What exactly is a 4G mobile data network?

Posted on By Mark Wilson
This content is 13 years old. I don't routinely update old blog posts as they are only intended to represent a view at a particular point in time. Please be warned that the information here may be out of date.

I’m not a telecoms expert but, every now and again, new technologies come along that cross over into my world. One of those is the evolution of mobile telecommunications networks and there’s a lot of talk right now about “4G”. So what is it all about? Well, I’m sure there are a lot of detailed technical references available on the ‘net but I recently heard Ben Roome from Nokia-Siemens Networks being interviewed on the Guardian Tech Weekly podcast and he gave a quick overview, which I’ve reproduced here:

  • First generation mobile networks were analogue – that is to say that the signal could vary, a bit like tuning in to get a (broadcast) radio signal.
  • Second generation (2G) networks came on stream in the 1990s and used digital signals for communication.
  • There were various “interim” generations (2.5G for example) to try and squeeze more data over networks but the advent of 3G allowed mobile broadband data access, although many 3G handsets still use 2G for voice communications (modern radio networks can handle 2G, 3G and 4G using the same hardware – all that is required is a software update).
  • There are different standards for each generation of network, and 4G networks use LTE (Long Term Evolution) or WiMax (since the ITU relaxed standards to allow other technologies than LTE Advanced as LTE was not originally considered a fourth generation network technology but is now regarded as a sufficient improvement over 3G to be called 4G). To achieve duplex transmissions (i.e. send and receive at the same time) channels may be divided by time or spectrum (frequency) – WiMax uses time division (as do some LTE variants) and was effectively an interim 4G technology that was good for fixed wireless access (i.e. wireless connections, to a fixed location, cf. mobile networks). 4G networks have the potential to offer big improvements in latency (round trip speed between asking for something and getting a response delivered) but high speeds also need a high speed backhaul between cell towers (i.e. the core network). Most backhaul is microwave, but the core architecture does makes a difference and LTE networks are “flatter” (all IP from handset to cloud and back again) so they have simpler routes and improved management (hence improved latency).

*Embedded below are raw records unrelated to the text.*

Issue #1608, opened 2014-08-15
wildcard subdomain needs to be supported to host some heroku apps


dreamcodez:
Hi, there was one other issue which I saw related to this:

https://github.com/deis/deis/pull/563

I was wondering if this was still on the table, and if so when? I have a couple apps that I can't host on deis because of this currently.

Otherwise what is the workaround? Hack nginx config directly?

NOTE: If you can point me to work in progress branch, I can probably finish the work. Just sayin'

Thanks.

The error received after typing "deis domains:add '*.mydomain.com'" is :
{u'domain': [u'Adding a wildcard subdomain is currently not supported']}

jwaldrip:
+1 we need this as well!

christofferh:
+1

jnettome:
Any updates on that? +1

brunoalano:
+1

rukor:
Any idea if this is in the pipeline?

carmstrong:
> Any idea if this is in the pipeline?

This change won't make it into Deis v1, but @helgi is working on it for Deis v2 (see https://github.com/deis/workflow/pull/338). The opportunity to make breaking changes gave us the ability to reimplement our models to better represent things like this.

rukor:
Thanks

helgi:
Looks like #4762 will get into the LTS and the improvements be forced ported to v2 on top of all of my changes. It may be slightly different in v2 due to model changes @carmstrong mentioned but it should be mostly the same.

Hope it helps.

helgi:
Forward ported to v2*

bacongobbler:
this has been implemented in v2, [which is now generally available](https://deis.com/blog/2016/workflow-stable/). Closing!

PR #2911, opened 2015-01-16
Proposal: SSL support for custom domains

### LINKED ISSUE #18: Application SSL support

### LINKED ISSUE #1873: Add integration tests for Domains
Work on #1872 pointed out that we don't currently have integration tests that cover domains.  We need to cover:

1. Basic domain add/removal workflow
2. Test etcd keys are populated and purged properly

bacongobbler:
This is an initial COA for custom domain SSL support. Please read through the documentation and let me know what you think. Please feel free to scrutinize, nitpick and question all you like. Once it's been approved I will implement the feature, call for another round of review and then finally merge.

# TODO/THOUGHTS

- [x] figure out how permissions will work (who can attach certs to which domains?)
- [x] determine the final database schema
- [x] would the `Domain` model change to become a first-class `Route` instead?

# FAQ

## Why are the certs being attached to the domains?

We already have wildcard SSL support for the platform itself. [Heroku models it in this fashion as well](https://devcenter.heroku.com/articles/ssl-endpoint), so the default app routes would rely on old behaviour:

> SSL Endpoint is only useful for custom domains. All default appname.herokuapp.com domains are SSL-enabled already and can be accessed simply by using https, e.g., https://appname.herokuapp.com.

## Why does the client not specify the common name for the domain when adding a new certificate?

That information is already available [inside the certificate](http://unix.stackexchange.com/a/103464), so there shouldn't be a need to be explicit about it.

closes #18
closes #1873


carmstrong:
ping @nathansamson @jparkerCAA for feedback

nathansamson:
Hi

Looks okay to me...

Few questions
1) What happens if you add a cert with a CN that doesn't match any of the specified domains? Does it still accept it (with a warning), in the expectation you will add the custom domain  later?
2) What happens if you add a cert with a CN that does match the CN from a previously uploaded cert, eg with a greater expiry date? (I guess once a cert is created is is valid and doesn't have a valid since in the future you can safely overwrite the other one)

I guess thats it for me, it seems to follow the logic of heroku, which makes sense.... Now up to implementation :)

bacongobbler:
> Few questions
> 1) What happens if you add a cert with a CN that doesn't match any of the specified domains? Does it still accept it (with a warning), in the expectation you will add the custom domain later?

It will return HTTP_400_BAD_REQUEST. The expectation is that the custom domain [must be present](https://github.com/deis/deis/pull/2911/files#diff-98fe74250471c27aef86277741604ebdR41) before you add the domain.

> 2) What happens if you add a cert with a CN that does match the CN from a previously uploaded cert, eg with a greater expiry date? (I guess once a cert is created is is valid and doesn't have a valid since in the future you can safely overwrite the other one)

The certificate and key will be replaced, granted that you have the correct permissions to edit the domain's certificates.

carmstrong:
Could we use wildcard certificates with this proposal? If I have `coolapp.example.com` and `coolapp2.example.com` and I own a wildcard cert for `*.example.com`, I'd want to upload the cert once and then use it for both of these custom domains.

bacongobbler:
I've just started working on this. Please let me know if I missed anything in the tests. Otherwise, work is underway!

bacongobbler:
There's still a few things I need to fix up on the docs/controller end, but basic functionality is complete! :tada

```
$ deis domains:add www.bacongobbler.com
$ deis certs:add ~/.openssl/www.bacongobbler.com.cert ~/.openssl/private.key.nopass
$ dig www.bacongobbler.com
[...]
CNAME	go.fishworks.io.
$ curl https://www.bacongobbler.com
Powered by Deis
```

client/deis.py
```diff
@@ -20,6 +20,7 @@
   limits        manage resource limits for your application
   tags          manage tags for application containers
   releases      manage releases of an application
+  certs         manage ssl endpoints for an app
```
carmstrong: Let's capitalize all uses of "SSL" and "SSH" while we're in here.

carmstrong:
Some things I want to make sure we're testing off the bat:

* Support for certchains (i.e. intermediate cert appended to my domain cert should work as one "cert" uploaded to Deis)
* Attaching a wildcard cert to multiple domains
* Attaching a normal cert (i.e. subdomain.domain.com) to a domain which is already covered by a wildcard cert (i.e. a.domain.com, b.domain.com)

bacongobbler:
To answer some of your points:

> Support for certchains (i.e. intermediate cert appended to my domain cert should work as one "cert" uploaded to Deis)

I have not yet tested that, but I'd imagine that if nginx supports certchains in the ssl_certificate file, then that should work (the API may behave differently though, considering that it loads the certificate to retrieve the common name via https://github.com/pyca/pyopenssl)

> Attaching a wildcard cert to multiple domains

I tried to keep this PR simple. Wildcard certs are not supported yet -- it's just a 1-to-1 mapping between domains and certs in the API, though if you want that in for this release I'm game. :space_invader:

> Attaching a normal cert (i.e. subdomain.domain.com) to a domain which is already covered by a wildcard cert (i.e. a.domain.com, b.domain.com)

Again just trying to keep it simple. The API tries to determine the common name for the cert, and if it detects that a domain exists for that common name it will attach the cert, otherwise it'll get rejected. I just wanted to keep it as simple as possible and tackle the wildcard cert problem once we start tackling #1608. :)

Hope this helps!

controller/api/models.py
```diff
@@ -110,6 +112,16 @@ def validate_domain(value):
         raise ValidationError('"{}" contains unexpected characters'.format(value))
 
 
+def validate_domain_certificate(value):
+    try:
+        cert = crypto.load_certificate(crypto.FILETYPE_PEM, value)
+        Domain.objects.get(domain=cert.get_subject().CN)
+    except crypto.Error as e:
+        raise ValidationError('Could not load certificate: {}'.format(e))
+    except Domain.DoesNotExist:
```
gabrtv: Why do we require this?  Doesn't seem like this is a strict requirement, unless I'm missing something.

controller/api/models.py
```diff
@@ -820,12 +832,45 @@ class Domain(AuditedModel):
...
     app = models.ForeignKey('App')
     domain = models.TextField(blank=False, null=False, unique=True)
+    cert = models.ForeignKey('DomainCert', null=True)
 
     def __str__(self):
         return self.domain
 
 
 @python_2_unicode_compatible
+class DomainCert(AuditedModel):
```
gabrtv: Why `DomainCert` and not `Cert` or `Certificate`?  We refer to them as "certs" all over the place.. the CLI, the URL patterns, the etcd keyspace -- as well as as when we talk about them generally.

controller/api/models.py
bacongobbler: I thought that heroku's ssl addon **requires** that a domain needs to be added first. That doesn't seem to be the case upon closer inspection so I'll remove the check.

controller/api/models.py
bacongobbler: The idea behind `DomainCert` here was because certificates are intimately tied to a domain. It's cosmetic so I'd be happy to change if it would help clarify things across the board.

gabrtv: I prefer changing it, especially if we're removing the tight coupling to domains (which I prefer).

gabrtv:
@bacongobbler nice work so far!  The developer UX seems like what we want.  The cron implementation is clever.  My big concern at the moment is how we handle cert chains -- which are quite common.  To make sure we're covered, let's add a test case for them in the unit tests.

With regard to wildcard domains, I agree we can tackle that later if needed.  My guess is most folks will want to put a wildcard cert on the router to handle SSL for _all_ their apps, as you proposed.  This PR is really about custom SSL for specific apps, which will often have a custom domain.

I look forward to testing this!

bacongobbler:
@gabrtv check has been removed and DomainCert is no more :)

bacongobbler:
> My big concern at the moment is how we handle cert chains -- which are quite common. To make sure we're covered, let's add a test case for them in the unit tests.

Absolutely. Heroku handles them quite well according to their documentation... I'll have to look into that and hash that out. Asides from that this should be good to go.

One of my concerns with this PR is the "clever" cron job may actually kill nginx until the certificate and keys are populated from the cronjob. `nginx -t` expects the file to actually be available when validating the config, so we may have to check that out. Might also want to check with multiple certs and see if they all get populated.

gabrtv:
@bacongobbler it sounds like we should start putting together a detailed manual test plan that covers all these edge cases.  As usual, if any of the testing can be automated, let's write the tests now or at least open issues to do so.

smothiki:
Tested manually LGTM -- needs integration tests

bacongobbler:
Actually I realized that we don't have any domain integration tests (#1873). Looks like I'm killing another bird with this stone ;)

bacongobbler:
yusss :party:

bacongobbler:
things still left to cover:

 - [ ] cert chains

bacongobbler:
Tested it manually:

```
><> cat bacongobbler.com.cert bacongobbler.com.ca > bacongobbler.com.int
><> deis-init
Registered bacongobbler
Logged in as bacongobbler
Uploading me@bacongobbler.com to Deis...done
><> deis certs
No certs
><> deis certs:add bacongobbler.com.int private.key.nopass
Adding SSL endpoint... done
www.bacongobbler.com
```

I'll update the documentation on how users can add their own chain certs, if it's not in there already.

carmstrong:
@bacongobbler Are we just waiting on Jenkins?

bacongobbler:
yes... I'm just fixing up one last thing. ELB doesn't listen on port 443!

bacongobbler:
we finally got a green. @deis we ok to merge, or do you guys want another pass of reviews?

mboersma:
Code LGTM:exclamation:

Commercial 4G networks are in operation in Germany, with trials in UK. Broadband is a huge driver of economies and society so coverage requirements may be greater (i.e. 98% in place of 95%) when the UK governement auctions the radio spectrum next May as 4G is a technology that can genuinely offer universal access. The UK 4G trial in Cornwall is intended to see if 4G offers an alternative to fixed line broadband. Fixed lines currently averages 6.4Mbps, with 3G offering 1.6Mpbs – so the question is “can 4G beat offerings and offer a solution for people in areas with poor copper infrastructure.

Whilst the increased coverage requirements may mean that less money is raised by the spectrum auction, Ben Roome commented that those countries who are leading the world in this area make the most of the infrastructure with “beauty contests” for spectrum rather than charging. The UK has gone down the charging route – hopefully that doesn’t mean that we’ll all have to pay too much in years to come for something that people really value.